Sustainability is hard. This is a lesson I did not really expect to learn as a Sustainability Scholar. I expected to go to the farmer’s market every Saturday morning, walk to work, and cook all of my meals. I figured I would transform into a sustainability queen, never wasting food, showering once a week, and living without air conditioning proving that you too can save the world. I thought I would never even look at a plastic water bottle, and hug trees in my spare time. But over the past seven weeks, I have realized how difficult it really is to balance a full work week with true sustainable living.

But there is good news. Living in the Sustainability Co-op (Eco House? Susty Coop?) I have started to cultivate new and environmentally friendly habits, mostly revolving around waste. Composting is one aspect of Eco House life that I have grown to appreciate. I’ve always liked the idea of composting, but never actually had the opportunity to do it. Now, thanks to Peter and Quinn, whenever I peel a banana, I don’t have to worry about the peel rotting in a landfill, next to an old stinky pair of shoes and a broken toilet seat. Instead, I can know that my peel will one day return to the earth, enriching the soil and providing nutrients for another plant. In addition to rethinking my relationship with food waste, I have also begun to think more deeply about landfill and recycling waste.

As the house’s trash-lady, I take out the trash and recycling about once or twice a week, and throw it in a dumpster outside of Brick House (I just realized that there’s been a dumpster and recycling bin in our backyard the entire time). But, when I brought the trash to the Brick House dumpster, I would load the bags in my car and drive it over. But it isn’t easy. Living waste free requires a conscious and consistent effort.

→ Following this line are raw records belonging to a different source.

PR #1143, opened 2024-04-08
Add 'collectCoverageForm' configuration to track all files for Jest coverage

jiji14:
### Related Issue
https://github.com/e-mission/e-mission-docs/issues/1064

### Overview
We have been ignoring files not included in the test folder when calculating coverage. To improve this, I added the `collectCoverageFrom` configuration.

For more information, please refer to this document: https://jestjs.io/docs/configuration#collectcoveragefrom-array

### Code coverage report after adding `collectCoverageFrom`
Screenshot 2024-04-08 at 1 05 31 PM

PR #1148, opened 2024-04-26
Lock React version to ~18.2.0

JGreenlee:
React 19 and React 18.3 are out (https://react.dev/blog/2024/04/25/react-19-upgrade-guide#react-18-3), but the React Native ecosystem is still on React 18.2. We need to lock the versions down until the React Native packages update.


JGreenlee:
I fixed the error from https://github.com/e-mission/e-mission-phone/pull/1143#issuecomment-2078482343, but the `build` workflows are still failing. May be a separate issue

JGreenlee:
@shankari Any ideas? I fixed the React dependency issue, but CI still failed on both `osx-build-android` and `osx-build-ios`.

I was able to build Android locally

shankari:
The iOS failure is because the default iOS has been upgraded to 15, so unrelated to this

```
clang: error: SDK does not contain 'libarclite' at the path '/Applications/Xcode_15.0.1.app/Contents/Developer/Toolchains/XcodeDefault.xctoolchain/usr/lib/arc/libarclite_iphonesimulator.a'; try increasing the minimum deployment target
```

shankari:
The android error is

```
Deprecated Gradle features were used in this build, making it incompatible with Gradle 8.0.
* What went wrong:

Could not open settings generic class cache for settings file '/Users/runner/work/e-mission-phone/e-mission-phone/platforms/android/settings.gradle' (/Users/runner/.gradle/caches/7.6/scripts/dqjrgsw17c62wbpoagod92e1e).
You can use '--warning-mode all' to show the individual deprecation warnings and determine if they come from your own scripts or plugins.
> BUG! exception in phase 'semantic analysis' in source unit '_BuildScript_' Unsupported class file major version 65
```

according to https://stackoverflow.com/questions/68597899/bug-exception-in-phase-semantic-analysis-in-source-unit-buildscript-unsup, this is due to an incompatible java version

shankari:
I think all these failures are because the github runners were recently upgraded and we hadn't locked down all the versions, or the way that we locked down the versions failed.

For android, we do attempt to lock down the version

```
  echo "Default java version"
  java -version
  echo "Setting to Java 11 instead"
  export JAVA_HOME=$JAVA_HOME_11_X64
  java -version
  echo "Checking gradle"
  which gradle
  gradle -version
```

but apparently it didn't work

```
Default java version
openjdk version "21.0.3" 2024-04-16 LTS
OpenJDK Runtime Environment Temurin-21.0.3+9 (build 21.0.3+9-LTS)
OpenJDK 64-Bit Server VM Temurin-21.0.3+9 (build 21.0.3+9-LTS, mixed mode)
Setting to Java 11 instead
openjdk version "21.0.3" 2024-04-16 LTS
OpenJDK Runtime Environment Temurin-21.0.3+9 (build 21.0.3+9-LTS)
OpenJDK 64-Bit Server VM Temurin-21.0.3+9 (build 21.0.3+9-LTS, mixed mode)
Checking gradle
/opt/homebrew/bin/gradle
```

I wonder if the GitHub runners have removed Java 11

shankari:
iOS is now using the correct version but is broken

```
ld: file not found: /Applications/Xcode_14.3.1.app/Contents/Developer/Toolchains/XcodeDefault.xctoolchain/usr/lib/arc/libarclite_iphonesimulator.a
```

This is the same issue
https://stackoverflow.com/a/75729977

Falling back even further to 14.1, which i know works.

For the android issue, maybe I need to change the `PATH` as well and not just the `JAVA_HOME`
Let's try that too, and add some more printout statements.

shankari:
Failure on android seems to be because this is now an ARM machine. So instead of using  `$JAVA_HOME_11_X64`, we need to use `JAVA_HOME_11_arm64`

```
JAVA_HOME=/Users/runner/hostedtoolcache/Java_Temurin-Hotspot_jdk/21.0.3-9.0/arm64/Contents/Home/
JAVA_HOME_17_arm64=/Users/runner/hostedtoolcache/Java_Temurin-Hotspot_jdk/17.0.11-9/arm64/Contents/Home/
JAVA_HOME_11_arm64=/Users/runner/hostedtoolcache/Java_Temurin-Hotspot_jdk/11.0.23-9/arm64/Contents/Home/
```

The error in  iOS seems to be because 

```
  sudo xcode-select -s /Applications/Xcode_14.1.app
  echo "Version should now be 14.1, re-checking "
  xcode-select --print-path
  shell: /bin/bash -e {0}
xcode-select: error: invalid developer directory '/Applications/Xcode_14.1.app'
```

But it should be around:
https://github.com/actions/runner-images/blob/main/images/macos/macos-13-Readme.md#xcode

Let's check the version of the image that we are using...

shankari:
Ah, we currently specify 

```
  build:
    # The type of runner that the job will run on
    runs-on: macos-latest
```

But `macos-latest` is now `macos-14`, which does indeed have
1. `JAVA_HOME_11_arm64`: https://github.com/actions/runner-images/blob/main/images/macos/macos-14-arm64-Readme.md#java
2. `xcode 14.3.1`: https://github.com/actions/runner-images/blob/main/images/macos/macos-14-arm64-Readme.md#xcode

So let's just use xcode 13 for now, at least in this PR for iOS and then fix it while fixing https://github.com/e-mission/e-mission-docs/issues/1060

For android, let's try to keep the most latest mac, but switch the environment variable

shankari:
This does fall back to android 11, but we still get a failure

```
Default java version
openjdk version "21.0.3" 2024-04-16 LTS
OpenJDK Runtime Environment Temurin-21.0.3+9 (build 21.0.3+9-LTS)
OpenJDK 64-Bit Server VM Temurin-21.0.3+9 (build 21.0.3+9-LTS, mixed mode)
Java full path
/usr/bin/java
Setting to Java 11 instead
/usr/bin/java
openjdk version "11.0.23" 2024-04-16
OpenJDK Runtime Environment Temurin-11.0.23+9 (build 11.0.23+9)
OpenJDK 64-Bit Server VM Temurin-11.0.23+9 (build 11.0.23+9, mixed mode)
Checking gradle
/opt/homebrew/bin/gradle

------------------------------------------------------------
Gradle 8.7
------------------------------------------------------------


Checking Java JDK and Android SDK versions
ANDROID_HOME=/Users/runner/Library/Android/sdk (recommended setting)
ANDROID_SDK_ROOT=/Users/runner/Library/Android/sdk (DEPRECATED)
Using Android SDK: /Users/runner/Library/Android/sdk
Starting a Gradle Daemon (subsequent builds will be faster)

FAILURE: Build failed with an exception.

* What went wrong:
Could not open settings generic class cache for settings file '/Users/runner/work/e-mission-phone/e-mission-phone/platforms/android/settings.gradle' (/Users/runner/.gradle/caches/7.6/scripts/dqjrgsw17c62wbpoagod92e1e).
> BUG! exception in phase 'semantic analysis' in source unit '_BuildScript_' Unsupported class file major version 65
```

Let's downgrade this to xcode 13 as well and confirm that it is fixed

shankari:
So this was all about the mac version.

https://github.com/e-mission/e-mission-phone/pull/1148/commits/0d0b21261c12fe2090045ba3e4b2aaee0551f04f
flipped the checks from failing to passing **although the java version was incorrect**

```
  echo "Default java version"
  java -version
  echo "Java full path"
  which java
  echo "Setting to Java 11 instead"
  export JAVA_HOME=$JAVA_HOME_11_arm64
  which java
  java -version
  echo "Checking gradle"
  which gradle
  gradle -version

Default java version
openjdk version "17.0.11" 2024-04-16
OpenJDK Runtime Environment Temurin-17.0.11+9 (build 17.0.11+9)
OpenJDK 64-Bit Server VM Temurin-17.0.11+9 (build 17.0.11+9, mixed mode)
Java full path
/usr/bin/java
Setting to Java 11 instead
/usr/bin/java
openjdk version "21.0.3" 2024-04-16 LTS
OpenJDK Runtime Environment Temurin-21.0.3+9 (build 21.0.3+9-LTS)
OpenJDK 64-Bit Server VM Temurin-21.0.3+9 (build 21.0.3+9-LTS, mixed mode)
Checking gradle
/usr/local/bin/gradle
```

Note that we still get the gradle warning but no error, and then we actually fix the gradle warning.
This may also be due to the fact that I removed the PATH modification, but for now, let's just pin to OSX 13 to get everything to work properly and then make the changes in a principled fashion


```
Deprecated Gradle features were used in this build, making it incompatible with Gradle 8.0.

You can use '--warning-mode all' to show the individual deprecation warnings and determine if they come from your own scripts or plugins.

See https://docs.gradle.org/7.6/userguide/command_line_interface.html#sec:command_line_warnings

BUILD SUCCESSFUL in 5s
1 actionable task: 1 executed
Subproject Path: CordovaLib
Subproject Path: app
Downloading https://services.gradle.org/distributions/gradle-7.6-all.zip
...............10%................20%................30%................40%...............50%................60%................70%................80%...............90%................100%
```

shankari:
using macos 13 is not enough since the default xcode has changed. We do still need to pin xcode

```
Run xcode-select --print-path
/Applications/Xcode_15.0.1.app/Contents/Developer
```

shankari:
Now, everything passed except for the code coverage. I know it has worked in the past, so will try to rerun in a bit

shankari:
Yay! Everything is finally passing with minimal changes.
Squash merging to avoid commit churn....

jiji14:
@JGreenlee @shankari Thanks for taking care of the issue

Last time I was taking out the trash, Jonathan was helping me and told me that the average person produces four pounds of waste a day. When he said this, I picked up one of the trash bags, which felt about ten pounds, and for the first time I realized how easily trash can accumulate in our modern, consumption focused lives. Seeing the trash produced by a house of ten relatively environmentally conscious people is a weekly reminder of the tremendous, cumulative impact of our waste habits. Because of this chore, I have tried to reuse plastic containers and avoid materials that cannot be recycled.

Personally, I would love to see if the house could go a week producing only one bag of trash waste, and it is my personal goal for the rest of the summer to limit my waste as much as possible. Implementing sustainable practices into daily life takes dedication, but I think that waste reduction is an easy way we can all start to change our old habits into more responsible environmental actions.